Required work = Which lines in the records below contain the word "BytesPerFrame"? Copy each one out.

(Dataset excerpts)
PR #69, opened 2020-07-07
Implement an ADPCM decoder for audren

bylaws:
This is used by many retail games, it only supports mono sound.

This implementation is based on Ryu's.

### DIFF
--- a/app/src/main/cpp/skyline/audio/adpcm_decoder.cpp
+++ b/app/src/main/cpp/skyline/audio/adpcm_decoder.cpp
@@ -1,0 +1,54 @@
+// SPDX-License-Identifier: MPL-2.0
+// Copyright © 2020 Skyline Team and Contributors (https://github.com/skyline-emu/)
+
+#include <array>
+#include <common.h>
+#include "common.h"
+#include "adpcm_decoder.h"
+
+namespace skyline::audio {
+    AdpcmDecoder::AdpcmDecoder(const std::vector<std::array<i16, 2>> &coefficients) : coefficients(coefficients) {}
+
+    std::vector<i16> AdpcmDecoder::Decode(const std::vector<u8> &adpcmData) {
+        constexpr size_t BytesPerFrame = 0x8; //!< The number of bytes in a single frame
+        constexpr size_t SamplesPerFrame = 0xe; //!< The number of samples in a single frame
+
+        size_t remainingSamples = (adpcmData.size() / BytesPerFrame) * SamplesPerFrame;
+
+        std::vector<i16> output;
+        output.reserve(remainingSamples);
+
+        size_t inputOffset{};
+
+        while (inputOffset < adpcmData.size()) {
+            FrameHeader header(adpcmData[inputOffset++]);
+
+            size_t frameSamples = std::min(SamplesPerFrame, remainingSamples);
+
+            i32 ctx{};
+
+            for (size_t index = 0; index < frameSamples; index++) {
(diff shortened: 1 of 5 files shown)


app/src/main/cpp/skyline/audio/adpcm_decoder.cpp
```diff
@@ -0,0 +1,54 @@
...
+                } else {
+                    ctx = adpcmData[inputOffset++];
+                    sample = (ctx << 24) >> 28;
+                }
+
+                i32 prediction = history[0] * coefficients[header.coefficientIndex][0] + history[1] * coefficients[header.coefficientIndex][1];
+                sample = (sample * (0x800 << header.scale) + prediction + 0x400) >> 11;
+
+                auto saturated = audio::Saturate<i16, i32>(sample);
+                output.emplace_back(saturated);
```
PixelyIon, line 44: Use `push_back` rather than `emplace_back` as it'll fallback to the behavior of the former here regardless

app/src/main/cpp/skyline/audio/adpcm_decoder.h
```diff
@@ -0,0 +1,42 @@
...
+
+            FrameHeader(u8 raw) : raw(raw) {}
+        };
+        static_assert(sizeof(FrameHeader) == 0x1);
+
+        std::array<i32, 2> history{}; //!< This contains the history for decoding the ADPCM stream
+        std::vector<std::array<i16, 2>> coefficients; //!< This contains the coefficients for decoding the ADPCM stream
+
+      public:
+        AdpcmDecoder(const std::vector<std::array<i16, 2>> &coefficients);
```
PixelyIon, line 33: Document the parameter `coefficients`

app/src/main/cpp/skyline/services/audio/IAudioRenderer/voice.cpp
```diff
@@ -60,6 +67,13 @@ namespace skyline::service::audio::IAudioRenderer {
                 samples.resize(currentBuffer.size / sizeof(i16));
                 state.process->ReadMemory(samples.data(), currentBuffer.address, currentBuffer.size);
                 break;
+            case skyline::audio::AudioFormat::ADPCM:
+                {
```
PixelyIon, line 71: The bracket for a case statement should be on the same line at the end of the case statement itself

app/src/main/cpp/skyline/audio/adpcm_decoder.h
bylaws: We don't need to as it's a class member

app/src/main/cpp/skyline/services/audio/IAudioRenderer/voice.cpp
bylaws: Okay, do I end it the same way?

app/src/main/cpp/skyline/audio/adpcm_decoder.h
PixelyIon: I see, my bad

app/src/main/cpp/skyline/services/audio/IAudioRenderer/voice.cpp
PixelyIon: The bracket at the end can be on it's own line, it's just that the starting one has to share the line with the rest of the statement, just like we have it for `if`/`for`/`while` and other bracketed control flow statements.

Result of this task =
+        constexpr size_t BytesPerFrame = 0x8; //!< The number of bytes in a single frame
+        size_t remainingSamples = (adpcmData.size() / BytesPerFrame) * SamplesPerFrame;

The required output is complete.